There's a temp sensor on the water outlet on the cylinder head that tells the ecm engine temperature. As they get old they error on the side of reporting too cold. then the ecm adjust the fuel rich for cold tempes. Result is flooding. They are cheap, under ten dollars and easy to replace.

Joe R.

Reply to
Joe R

Is the '89 a digifant? If so I came up with this trick when I used to flood mine almost daily because of oil leakage and plug fouling.

Rather than pull everything, Find the fuel rail, disconnect the wire going in (telling it to fire the fuel). Go back. Try to start. Usually the car will fire right up then die. Then I reconnect and go on my way.

Reply to
Matt Anderson

The blue one (and black for that matter) is new within the last 2 months. Wiring is good as well. I think it was a freak flooding incident possibly related to the humidity or a flaky touch on the gas pedal (accelerator cable is new within the year :)

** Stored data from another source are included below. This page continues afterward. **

PR #937, opened 2024-07-10
added solution of task

apanyutin:


src/main/java/mate/academy/hibernate/relations/Main.java
```diff
@@ -7,26 +7,29 @@
...
 
 public class Main {
     public static void main(String[] args) {
         // use this session factory when you will initialize service instances
-        SessionFactory sessionFactory = HibernateUtil.getSessionFactory();
+        SessionFactory sessionFactory = HibernateUtil.getInstance();
 
         Country usa = new Country("USA");
-        CountryService countryService = null; // TODO: initialize this instance
+        CountryService countryService = new CountryServiceImpl(sessionFactory);
```
Elena-Bruyako, line 22:
```suggestion
        CountryService countryService = new CountryServiceImpl(new CountryDaoImpl(sessionFactory));
```

same for other services

Elena-Bruyako, line 22:
```suggestion
        CountryService countryService = new CountryServiceImpl(new CountryDaoImpl(sessionFactory));
```

same for other services

src/main/java/mate/academy/hibernate/relations/model/Actor.java
```diff
@@ -1,8 +1,20 @@
...
+import jakarta.persistence.Table;
+
+@Entity
+@Table (name = "actors")
 public class Actor implements Cloneable {
+    @Id
+    @GeneratedValue (strategy = GenerationType.IDENTITY)
     private Long id;
     private String name;
+    @ManyToOne
```
Elena-Bruyako, line 17:
```suggestion
    @ManyToOne
    @JoinColumn....
```

src/main/java/mate/academy/hibernate/relations/model/Movie.java
```diff
@@ -1,11 +1,22 @@
...
 import java.util.List;
 
+@Entity
+@Table(name = "movies")
 public class Movie implements Cloneable {
+    @Id
+    @GeneratedValue(strategy = GenerationType.IDENTITY)
     private Long id;
     private String title;
+    @ManyToMany
```
Elena-Bruyako, line 19: Add `@JoinTable.....`

src/main/java/mate/academy/hibernate/relations/service/impl/ActorServiceImpl.java
```diff
@@ -1,16 +1,27 @@
...
     public Actor add(Actor actor) {
-        return null;
+        return actorDao.add(actor);
     }
 
     @Override
     public Actor get(Long id) {
-        return null;
+        return actorDao.get(id).orElseThrow(
+                () -> new RuntimeException("DB don't have actor with such id = " + id));
```
Elena-Bruyako, line 25:
```suggestion
                () -> new EntityNotFoundException("DB don't have actor with such id = " + id));
```

src/main/java/mate/academy/hibernate/relations/service/impl/CountryServiceImpl.java
```diff
@@ -1,16 +1,27 @@
...
     public Country add(Country country) {
-        return null;
+        return countryDao.add(country);
     }
 
     @Override
     public Country get(Long id) {
-        return null;
+        return countryDao.get(id).orElseThrow(
+                () -> new RuntimeException("DB don't have country with such id = " + id));
```
Elena-Bruyako, line 25: the same

src/main/java/mate/academy/hibernate/relations/service/impl/MovieServiceImpl.java
```diff
@@ -1,16 +1,27 @@
...
     public Movie add(Movie movie) {
-        return null;
+        return movieDao.add(movie);
     }
 
     @Override
     public Movie get(Long id) {
-        return null;
+        return movieDao.get(id).orElseThrow(
+                () -> new RuntimeException("DB don't have movie with such id = " + id));
```
Elena-Bruyako, line 25: the same

Elena-Bruyako (changes requested):

src/main/java/mate/academy/hibernate/relations/Main.java
apanyutin: Why need to do this? Why my option is not correct?

apanyutin: Why need I to do this? Why my option is not correct?

src/main/java/mate/academy/hibernate/relations/model/Actor.java
apanyutin: Why need I add @JoinColumn in this case?

src/main/java/mate/academy/hibernate/relations/model/Movie.java
apanyutin: Why need I add @JoinColumn in this case?

src/main/java/mate/academy/hibernate/relations/Main.java
Elena-Bruyako: You should provide isolation and abstraction and dep injection
Why do you need to make such logic in service?


```
public ActorServiceImpl(SessionFactory sessionFactory) {
        actorDao = new ActorDaoImpl(HibernateUtil.getInstance());
    }
```

src/main/java/mate/academy/hibernate/relations/model/Movie.java
Elena-Bruyako: Note that using @JoinTable or even @JoinColumn isn’t required. JPA will generate the table and column names for us. However, the strategy JPA uses won’t always match the naming conventions we use. So, we need the possibility to configure table and column names.

src/main/java/mate/academy/hibernate/relations/model/Actor.java
Elena-Bruyako: Note that using @JoinTable or even @JoinColumn isn’t required. JPA will generate the table and column names for us. However, the strategy JPA uses won’t always match the naming conventions we use. So, we need the possibility to configure table and column names.

Elena-Bruyako (changes requested):

src/main/java/mate/academy/hibernate/relations/model/Movie.java
apanyutin: Please look at my solution. I don't sure of column naming, because I dont have deep understanding what is joinColumns and inverseJoinColumns.

MentorMateAcademy (approved):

Just out of curiosity, there is a temp. sensor on the side of the head in a coolant flange. What's this one for? A/C?

Reply to
Darryl

It is a digifant.

The plugs were soaking wet but I'll keep this in mind. Much easier than pulling and drying everything! More exciting was this though: I pulled the wire from the coil to the cap and put a nail in the end of it. Pointed the nail at the block and left my other hand resting on the body of the car. ;) Needless to say my hand had a wonderful dull ache yet I feel refreshed. When I repeated the experiment without my grounding hand, I did not get blasted. The horror.

Thanks, Darryl.

Reply to
Darryl

It still does it from time to time (despite valve stem seals being fixed). Sometime I just hit it wrong and it floods. I've even considered wiring up a little switch on my dash to do it. The *worst* time to do it is on a hill steep enough to over come it being in reverse/first, when at the bottom of the hill is rush hour traffic. Parking brake is being "worked on." and it decides to do it.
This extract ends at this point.